Eric Bohlert, writing in Salon, argues the administration of U.S. President George W. Bush has an agenda to sabotage the press's coverage of government -- and that it has willing co-conspirators in organizations like Fox News and Sinclair Broadcasting.
An excerpt (Deborah Jones posted this to CAJ-L, which is where I saw it):
March 2, 2005 | For the last four years the persistent storyline about the White House's relationship with the press has focused on the administration's discipline, denial of access, and ability to stay on message. The Bush administration, according to this account, is expert at managing information, using secrecy, carrots and sticks and carefully-crafted talking points to control the news.
But in the wake of revelations about the aggressive and unprecedented tactics employed by the White House, that relatively benign interpretation is being reexamined. Recent headlines about paid-off pundits, video press releases disguised as news telecasts, and the remarkable press access granted to a right-wing pseudo-journalist working under a phony name, have led many observers to conclude that the White House is not simply aggressively managing the news, but is out to sabotage journalism from within, to undermine the integrity and reputation of the press corps.
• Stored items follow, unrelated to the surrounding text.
PR #1192, opened 2019-10-25
SocketChannel: allow bind before register

weissi:
Motivation:

In certain cases, on a client channel, the user might want to `bind` in
the `channelInitializer` which happens before the channel is registered
or active.

Modifications:

Allow `bind` in the `channelInitializer`.

Result:

Can `bind` before `connect`.

### DIFF
--- a/Sources/NIO/BaseSocketChannel.swift
+++ b/Sources/NIO/BaseSocketChannel.swift
@@ -565,10 +565,6 @@ class BaseSocketChannel<SocketType: BaseSocketProtocol>: SelectableChannel, Chan
             promise?.fail(ChannelError.ioOnClosedChannel)
             return
         }
-        guard self.lifecycleManager.isPreRegistered else {
-            promise?.fail(ChannelError.inappropriateOperationForState)
-            return
-        }
 
         executeAndComplete(promise) {
             try socket.bind(to: address)
--- a/Tests/NIOTests/BootstrapTest+XCTest.swift
+++ b/Tests/NIOTests/BootstrapTest+XCTest.swift
@@ -31,6 +31,7 @@ extension BootstrapTest {
                 ("testUDPBootstrapToleratesFuturesFromDifferentEventLoopsReturnedInInitializers", testUDPBootstrapToleratesFuturesFromDifferentEventLoopsReturnedInInitializers),
                 ("testPreConnectedClientSocketToleratesFuturesFromDifferentEventLoopsReturnedInInitializers", testPreConnectedClientSocketToleratesFuturesFromDifferentEventLoopsReturnedInInitializers),
                 ("testPreConnectedServerSocketToleratesFuturesFromDifferentEventLoopsReturnedInInitializers", testPreConnectedServerSocketToleratesFuturesFromDifferentEventLoopsReturnedInInitializers),
+                ("testCanBindOnClientConnection", testCanBindOnClientConnection),
            ]
    }
 }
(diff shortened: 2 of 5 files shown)


weissi:
ping @Lukasa

Lukasa:
I believe we have an outstanding question on this [here](https://github.com/apple/swift-nio/pull/1165#issuecomment-546307316).

weissi:
@Lukasa apologies. So I agree we should think about the question over there and I think we should at least file an issue to resolve/think about it. On the other hand, this PR here adds functionality and doesn't make any working program worse. Therefore I'd argue that is an improvement. Sure, the new functionality is a bit brittle to use because you need to know how to not use happy eyeballs by resolving the address manually before.
Regarding your question, I'd say we should take option 1 (don't care) for now and in an issue that is to be filed we should decide if we want 2 or 3. WDYT?

Lukasa:
I'm fine with choosing to not care. I'm not necessarily thrilled about it, but we can live with that outcome. We should file an issue to add support that is compatible with HE.

Lukasa:
I think the comment here needs addressing.

Lukasa:
I think the comment here needs addressing.

weissi:
@Lukasa so you'd be happy to leave the HE wrinkle in here for now (creating an issue ofc) but you'd like me to add support for ServerSocketChannel and DatagramChannel?

Lukasa:
No, my thing is that I think it _does_ work now with the change you've made, but the tests don't explore the behaviour. I think they should.

normanmaurer:
@weissi why not expose a `bind(...)` method on the bootstrap itself ? This way the user can bind and the call `connect(...)` on the channel itself. ? Thats what we do in netty.

Lukasa:
We don't want them to call `connect` on the channel itself because then they lose Happy Eyeballs. A proper Happy-Eyeballs aware implementation _does_ have both a `bind` and `connect` method on the client bootstrap, but only so that HE knows what the local interface will be to discard a bunch of connection targets.

normanmaurer:
@Lukasa hmm... but isn't it quite error prone to call `bind(...)` in the initialiser as well as the user may end up trying to bind to the same port multiple times (as the initialiser may be run multiple times) ?

Lukasa:
Yes, but that's no different to calling `bind` then `connect` except that they do wasted work. In both cases only one connection attempt can be made.

The _right_ thing to do is to tell the resolver to restrain itself to only connections that can be made from a given local interface. `getaddrinfo` is capable of using that information to scope its results, as are many others. But the whole nature of this patch is that it doesn't do that.

weissi:
@Lukasa what about we do `bind` on the bootstrap and disable HE if that has been done?

Lukasa:
I'm fine with that. It's not quite as good, but it doesn't require an amendment to the `Resolver` interface.

weissi:
@Lukasa exactly. It's a pretty rare use-case so I think that's okay. We can add an issue for NIO3. @normanmaurer WDYT?

Lukasa:
I don't think it has to be NIO3: the in-planning "new" resolver interface can take a `hints` structure that requests that all provided addresses be reachable from a given interface. Then we can go back to firing `bind` through the pipeline for HE.

weissi:
@Lukasa very good point!

weissi:
@Lukasa is there a bug for the new resolver interface already? So we can add thoughts/requirements?

Lukasa:
#1487

Lukasa:
Closing in favour of #1490.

The White House and its media allies, echoing a deep-rooted conservative antagonism toward the so-called liberal media, say they are simply countering its bias. But critics charge that the White House, along with partners like Fox News and Sinclair Broadcasting, organizations whose allegiance to the Republican Party outweighs their commitment to journalism, is actually trying to weaken the press. Its motivation, they say, is twofold. Weakening the press weakens an institution that's structurally an adversary of the White House. And it eliminates agreed-upon facts, the commonly accepted information that is central to public debate.